For the past few weeks I have been attempting, and failing, to get to grips with a new treatment for my depression.  As the medication I was on previously had lost its efficacy, the consultant psychiatrist I saw decided to try me on Mirtazapine instead (an aside on the term ‘psychiatrist’:  you may be picturing a bald chap with a pipe doodling as I lie on a leather couch and talk about my mother.  Not so.  In the UK the term generally refers to someone who matches symptoms to medication known to quell those symptoms – it is all about the pharma).  This had proved a ‘wonder’ drug for other patients of hers and I seemed to be a likely candidate for the same.  Alas, it was not to be.

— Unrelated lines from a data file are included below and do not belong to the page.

PR #49, opened 2019-12-09
[PW-1810] Update checkout component version from 3.0.0 to 3.4.0

cyattilakiss:
- Bump checkout component version from 3.0.0 to 3.4.0
- Use component's state.date.browserInfo instead of the external
browserInfo script
- Remove threeds2-js-utils.js
- Rename recurringDetailReference to storedPaymentMethodId
- Use paymentMethods response storedPaymentMethods instead of the
oneClickPaymentMethods object
- Use the paymentMethods response provided back from the componenent
on the frontend instead of providing the response directly via smarty
- Use polyfill for Object.assign browser compatibility


views/js/payment-components/one-click.js
```diff
@@ -41,22 +40,31 @@ jQuery(function ($) {
...
+    // Iterate through the stored payment methods list we got from the adyen checkout component
+    checkoutStoredPaymentMethods.forEach(function (storedPaymentMethod) {
+
+        /*
+            storedPaymentMethod.id = $storedPaymentApiId in the oneclick.tpl
+            if the container doesn't exits don't try to render the component
+        */
+        var storedPaymentMethodContainer = $("#cardContainer-" + storedPaymentMethod.id);
+        if (!storedPaymentMethodContainer.length) {
+            console.log("Something went wrong with the payment method");
```
msilvagarcia: I wouldn't log this here. Logging like this can be seen by shoppers.

views/js/payment-components/one-click.js
```diff
@@ -80,32 +88,35 @@ jQuery(function ($) {
...
      */
-    function renderOneClickComponent(oneClickPaymentMethod) {
-        var card = window.adyenCheckout.create('card', {
-            type: oneClickPaymentMethod.type,
-            oneClick: true,
-            details: oneClickPaymentMethod.details,
-            storedDetails: oneClickPaymentMethod.storedDetails,
-
+    function renderStoredPaymentComponent(storedPaymentMethod) {
+        var card = window.adyenCheckout.create('card', Object.assign(
```
msilvagarcia: `Object.assign` is not available in any version of Internet Explorer

views/js/payment-components/one-click.js
```diff
@@ -41,22 +40,31 @@ jQuery(function ($) {
...
+            if the container doesn't exits don't try to render the component
+        */
+        var storedPaymentMethodContainer = $("#cardContainer-" + storedPaymentMethod.id);
+        if (!storedPaymentMethodContainer.length) {
+            console.log("Something went wrong with the payment method");
+            return;
         }
 
-        threeDSProcessUrl = oneClickPaymentConfiguration.threeDsProcessUrl;
+        var storedPaymentMethodConfiguration = $('[data-stored-payment-api-id="' + storedPaymentMethod.id + '"]').data();
```
msilvagarcia:
```suggestion
        var storedPaymentMethodConfiguration = storedPaymentMethodContainer.find('[data-stored-payment-api-id="' + storedPaymentMethod.id + '"]').data();
```
I don't know if this is possible, but would be better to restrict the search to the container

views/js/payment-components/one-click.js
```diff
@@ -41,22 +40,31 @@ jQuery(function ($) {
...
-        var oneClickPaymentConfiguration = $(element).data();
-        var oneClickPaymentMethod = oneClickPaymentConfiguration.oneClickPayment;
-        if (oneClickPaymentMethod) {
-            renderOneClickComponent(oneClickPaymentMethod);
-            fillBrowserInfo();
+    // use this object to iterate through the stored payment methods
+    var checkoutStoredPaymentMethods = window.adyenCheckout.paymentMethodsResponse.storedPaymentMethods;
+
+    // Iterate through the stored payment methods list we got from the adyen checkout component
+    checkoutStoredPaymentMethods.forEach(function (storedPaymentMethod) {
```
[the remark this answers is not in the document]
cyattilakiss: Checked with checkout. 10 11 Edge.

views/js/payment-components/one-click.js
cyattilakiss: unfortunately the div that we want to find is outside of the storedPaymentMethodContainer so we can relay on the storedPaymentMethod.id

views/js/payment-components/one-click.js
cyattilakiss: indeed, I will have to find a solution for this one

views/js/payment-components/one-click.js
cyattilakiss: ok

views/js/payment-components/stored-payment-method.js
```diff
@@ -41,22 +40,32 @@ jQuery(function ($) {
...
+        */
+        var storedPaymentMethodContainer = $("#cardContainer-" + storedPaymentMethod.id);
+
+        // container doesn't exist, something went wrong on the template side
+        if (!storedPaymentMethodContainer.length) {
+            return;
         }
 
-        threeDSProcessUrl = oneClickPaymentConfiguration.threeDsProcessUrl;
+        var storedPaymentMethodConfiguration = $('[data-stored-payment-api-id="' + storedPaymentMethod.id + '"]').data();
```
rikterbeek: can't we better do storedPaymentMethod.data() ?

views/js/payment-components/stored-payment-method.js
```diff
@@ -80,32 +89,53 @@ jQuery(function ($) {
...
+     */
+    function mergeObjects(objectArray)
+    {
+        return objectArray.reduce(function (r, o) {
+            Object.keys(o).forEach(function (k) {
+                r[k] = o[k];
+            });
+            return r;
+        }, {});
     }
```
rikterbeek: is there not a nicer way then this ?

views/js/payment-components/stored-payment-method.js
msilvagarcia: I checked with Attila as well. The elements are different and not in the same scope, so that's not possible without changing the HTML. I agree with your comment, though.

views/js/payment-components/credit-card.js
```diff
@@ -106,6 +105,13 @@ jQuery(function ($) {
                         encryptedSecurityCode = state.data.paymentMethod.encryptedSecurityCode;
                     }
 
+                    javaEnabled = state.data.browserInfo.javaEnabled;
+                    colorDepth = state.data.browserInfo.colorDepth;
+                    screenWidth = state.data.browserInfo.screenWidth;
+                    screenHeight = state.data.browserInfo.screenHeight;
+                    timeZoneOffset = state.data.browserInfo.timeZoneOffset;
+                    language = state.data.browserInfo.language;
+
```
KadoBOT: Can't you use the `state.data.browserInfo` instead assigning the values to variables with the same name?

KadoBOT: So, instead of:
```
            processPayment({
                'isAjax': true,
                'holderName': holderName,
                'encryptedCardNumber': encryptedCardNumber,
                'encryptedExpiryMonth': encryptedExpiryMonth,
                'encryptedExpiryYear': encryptedExpiryYear,
                'encryptedSecurityCode': encryptedSecurityCode,
                'storeCc': storeCc,
                'browserInfo': {
                    'screenWidth': screenWidth,
                    'screenHeight': screenHeight,
                    'colorDepth': colorDepth,
                    'timeZoneOffset': timeZoneOffset,
                    'language': language,
                    'javaEnabled': javaEnabled
                }
            });
```

Will be:

```
            processPayment({
                'isAjax': true,
                'holderName': holderName,
                'encryptedCardNumber': encryptedCardNumber,
                'encryptedExpiryMonth': encryptedExpiryMonth,
                'encryptedExpiryYear': encryptedExpiryYear,
                'encryptedSecurityCode': encryptedSecurityCode,
                'storeCc': storeCc,
                'browserInfo': browserInfo
            });
```

views/js/payment-components/stored-payment-method.js
```diff
@@ -41,22 +40,32 @@ jQuery(function ($) {
...
-        var oneClickPaymentConfiguration = $(element).data();
-        var oneClickPaymentMethod = oneClickPaymentConfiguration.oneClickPayment;
-        if (oneClickPaymentMethod) {
-            renderOneClickComponent(oneClickPaymentMethod);
-            fillBrowserInfo();
+    // use this object to iterate through the stored payment methods
+    var checkoutStoredPaymentMethods = window.adyenCheckout.paymentMethodsResponse.storedPaymentMethods;
+
+    // Iterate through the stored payment methods list we got from the adyen checkout component
+    checkoutStoredPaymentMethods.forEach(function (storedPaymentMethod) {
```
KadoBOT: `forEach` method is not supported in IE11 and below

KadoBOT: You can use jQuery `each`. Ie:
```
$.each([ 52, 97 ], function( index, value ) {
  alert( index + ": " + value );
});
```

KadoBOT: Or for loop 🤮

views/js/payment-components/stored-payment-method.js
```diff
@@ -41,22 +40,32 @@ jQuery(function ($) {
...
+
+        /*
+            storedPaymentMethod.id = $storedPaymentApiId in the stored-payment-method.tpl
+            if the container doesn't exits don't try to render the component
+        */
+        var storedPaymentMethodContainer = $("#cardContainer-" + storedPaymentMethod.id);
+
+        // container doesn't exist, something went wrong on the template side
+        if (!storedPaymentMethodContainer.length) {
+            return;
```
KadoBOT: Instead of returning void, and negating the condition, can't you put the logic inside the if statement?
```javascript
if (storedPaymentMethodContainer.length) {
// logic here
} // END
```

views/js/payment-components/stored-payment-method.js
```diff
@@ -80,32 +89,53 @@ jQuery(function ($) {
...
+    }
+
+    /**
+     * Merge objects from an array of objects, key by key, IE 9+ compatible
+     * @param objectArray
+     * @returns {*}
+     */
+    function mergeObjects(objectArray)
+    {
+        return objectArray.reduce(function (r, o) {
```
KadoBOT: `reduce` and `forEach` IE11 🙈

views/js/payment-components/stored-payment-method.js
KadoBOT: This part of the code is confusing. I'm pretty sure there is a better way... also `r`, `o`, `k` ? ¯\_(ツ)_/¯

views/js/payment-components/stored-payment-method.js
msilvagarcia: We can, but we usually prefer returning earlier. Is there anything other than code style that we're missing in this situation?

KadoBOT: You don't need to return anything after the `if` the `if` condition is not met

The gruelling side effects (more anon) were immediate but I was also given a boost to my energy levels.  This got the post below about depression written and spurred me on to finish the ‘natural wastage’ piece that had been half done for ages.  I also wrote a comically overblown piece for Billy (of Sanity Muffins) that hopefully won’t ever see the light of day in its current form…  My mood lightened noticeably, my ability to concentrate increased.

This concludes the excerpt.